Records from a dataset
PR #14799, opened 2022-10-11
chore: Set version for nexus stage plugin in the root pom

mshabarov:


pom.xml
```diff
@@ -654,6 +654,12 @@
 					<artifactId>bridger</artifactId>
```
caalador, line 654: Why is the bridger plugin formatted all which ever way. As this is a chore, mind fixing this format also at the same time.

mshabarov: Done

caalador (approved):

PR #14815, opened 2022-10-13
chore: Update version to 24.0

mshabarov:


flow-plugins/flow-gradle-plugin/build.gradle
```diff
@@ -132,7 +132,8 @@ task functionalTest(type: Test) {
         showStandardStreams = true
     }
 }
-check.dependsOn functionalTest
```
Artur-, line 135: Why do tests need to be disabled when changing the version number?

pom.xml
```diff
@@ -67,14 +67,14 @@
             https://maven.vaadin.com/vaadin-addons
         </flow.addons.repo.url>
 
-        <maven.compiler.release>11</maven.compiler.release>
```
Artur-, line 70: Can't this be a separate PR for more clarity

Artur- (changes requested):

flow-plugins/flow-gradle-plugin/build.gradle
mshabarov: Because PR validation won't pass otherwise.

pom.xml
mshabarov: ok, I'll make a separate PR.

flow-plugins/flow-gradle-plugin/build.gradle
mshabarov: Making Gradle plugin support JDK 17 is a separate work, that we start soon.

Artur- (approved):

PR #14827, opened 2022-10-13
fix: use access and not lock

caalador:
Use access so that we do not
block with the lock

Fixes vaadin/multiplatform-runtime#101


tepi (approved):

Artur-:
This causes https://github.com/vaadin/sso-kit/issues/50 because `VaadinSession.getSession()` does not return `null` even though the HTTP session has been invalidated

PR #14834, opened 2022-10-14
chore(deps-dev): bump jaxb-impl from 4.0.0 to 4.0.1 (#14600)

Artur-:
Reapplies the old commit which was reverted as part of the Servlet 5 upgrade

Bumps jaxb-impl from 4.0.0 to 4.0.1.

---
updated-dependencies:
- dependency-name: com.sun.xml.bind:jaxb-impl dependency-type: direct:development update-type: version-update:semver-patch ...


mshabarov (approved):

Artur-:
Was reverted in the earlier PR because it caused parse errors in validation.xml in the flow-data tests. Apparently it was not the real cause

PR #14840, opened 2022-10-14
fix: old node installation

### LINKED ISSUE #14839: npm taken from global installation instead of .vaadin installed
### Description of the bug

```
[INFO] The globally installed Node.js version 14.19.0 is older than the required minimum version 16.14.0. Using Node.js from /root/.vaadin.
[DEBUG] Using node 16.17.1 located at /root/.vaadin/node/node
[DEBUG] Using npm 6.14.16 located at /usr/bin/npm
```

### Expected behavior

As node is used as vaadin installed, then also npm is used from there and not the global one.

globall install old node, run application with 23.2-SNAPSHOT+

### Versions

- Vaadin / Flow version: 23.2+
- OS: Unix

caalador:
Fix so that if we have a usable old
node installation we check the correc
path for npm script.

Fixes #14839


mshabarov (approved):
The fix looks good. Please add a unit test, if it takes reasonable efforts.

PR #14842, opened 2022-10-14
feat: Throw a meaningful exception if deployed into a Servlet 5 container

Artur-:


flow-server/pom.xml
```diff
@@ -21,6 +21,12 @@
             <version>${project.version}</version>
         </dependency>
 
+        <dependency>
+            <groupId>com.vaadin.servletdetector</groupId>
+            <artifactId>throw-if-servlet5</artifactId>
```
mshabarov, line 26: What is this dependency, is it a part of Flow?

Artur-: https://github.com/vaadin/servlet-detector 

It is intentionally not a part of Flow as it should never change and it requires servlet 5 API to compile

mshabarov (approved):

flow-server/pom.xml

Exercise:
Print every line of the records exactly. Omit nothing.

Expected answer:
PR #14799, opened 2022-10-11
chore: Set version for nexus stage plugin in the root pom

mshabarov:


pom.xml
```diff
@@ -654,6 +654,12 @@
 					<artifactId>bridger</artifactId>
```
caalador, line 654: Why is the bridger plugin formatted all which ever way. As this is a chore, mind fixing this format also at the same time.

mshabarov: Done

caalador (approved):

PR #14815, opened 2022-10-13
chore: Update version to 24.0

mshabarov:


flow-plugins/flow-gradle-plugin/build.gradle
```diff
@@ -132,7 +132,8 @@ task functionalTest(type: Test) {
         showStandardStreams = true
     }
 }
-check.dependsOn functionalTest
```
Artur-, line 135: Why do tests need to be disabled when changing the version number?

pom.xml
```diff
@@ -67,14 +67,14 @@
             https://maven.vaadin.com/vaadin-addons
         </flow.addons.repo.url>
 
-        <maven.compiler.release>11</maven.compiler.release>
```
Artur-, line 70: Can't this be a separate PR for more clarity

Artur- (changes requested):

flow-plugins/flow-gradle-plugin/build.gradle
mshabarov: Because PR validation won't pass otherwise.

pom.xml
mshabarov: ok, I'll make a separate PR.

flow-plugins/flow-gradle-plugin/build.gradle
mshabarov: Making Gradle plugin support JDK 17 is a separate work, that we start soon.

Artur- (approved):

PR #14827, opened 2022-10-13
fix: use access and not lock

caalador:
Use access so that we do not
block with the lock

Fixes vaadin/multiplatform-runtime#101


tepi (approved):

Artur-:
This causes https://github.com/vaadin/sso-kit/issues/50 because `VaadinSession.getSession()` does not return `null` even though the HTTP session has been invalidated

PR #14834, opened 2022-10-14
chore(deps-dev): bump jaxb-impl from 4.0.0 to 4.0.1 (#14600)

Artur-:
Reapplies the old commit which was reverted as part of the Servlet 5 upgrade

Bumps jaxb-impl from 4.0.0 to 4.0.1.

---
updated-dependencies:
- dependency-name: com.sun.xml.bind:jaxb-impl dependency-type: direct:development update-type: version-update:semver-patch ...


mshabarov (approved):

Artur-:
Was reverted in the earlier PR because it caused parse errors in validation.xml in the flow-data tests. Apparently it was not the real cause

PR #14840, opened 2022-10-14
fix: old node installation

### LINKED ISSUE #14839: npm taken from global installation instead of .vaadin installed
### Description of the bug

```
[INFO] The globally installed Node.js version 14.19.0 is older than the required minimum version 16.14.0. Using Node.js from /root/.vaadin.
[DEBUG] Using node 16.17.1 located at /root/.vaadin/node/node
[DEBUG] Using npm 6.14.16 located at /usr/bin/npm
```

### Expected behavior

As node is used as vaadin installed, then also npm is used from there and not the global one.

globall install old node, run application with 23.2-SNAPSHOT+

### Versions

- Vaadin / Flow version: 23.2+
- OS: Unix

caalador:
Fix so that if we have a usable old
node installation we check the correc
path for npm script.

Fixes #14839


mshabarov (approved):
The fix looks good. Please add a unit test, if it takes reasonable efforts.

PR #14842, opened 2022-10-14
feat: Throw a meaningful exception if deployed into a Servlet 5 container

Artur-:


flow-server/pom.xml
```diff
@@ -21,6 +21,12 @@
             <version>${project.version}</version>
         </dependency>
 
+        <dependency>
+            <groupId>com.vaadin.servletdetector</groupId>
+            <artifactId>throw-if-servlet5</artifactId>
```
mshabarov, line 26: What is this dependency, is it a part of Flow?

Artur-: https://github.com/vaadin/servlet-detector 

It is intentionally not a part of Flow as it should never change and it requires servlet 5 API to compile

mshabarov (approved):

flow-server/pom.xml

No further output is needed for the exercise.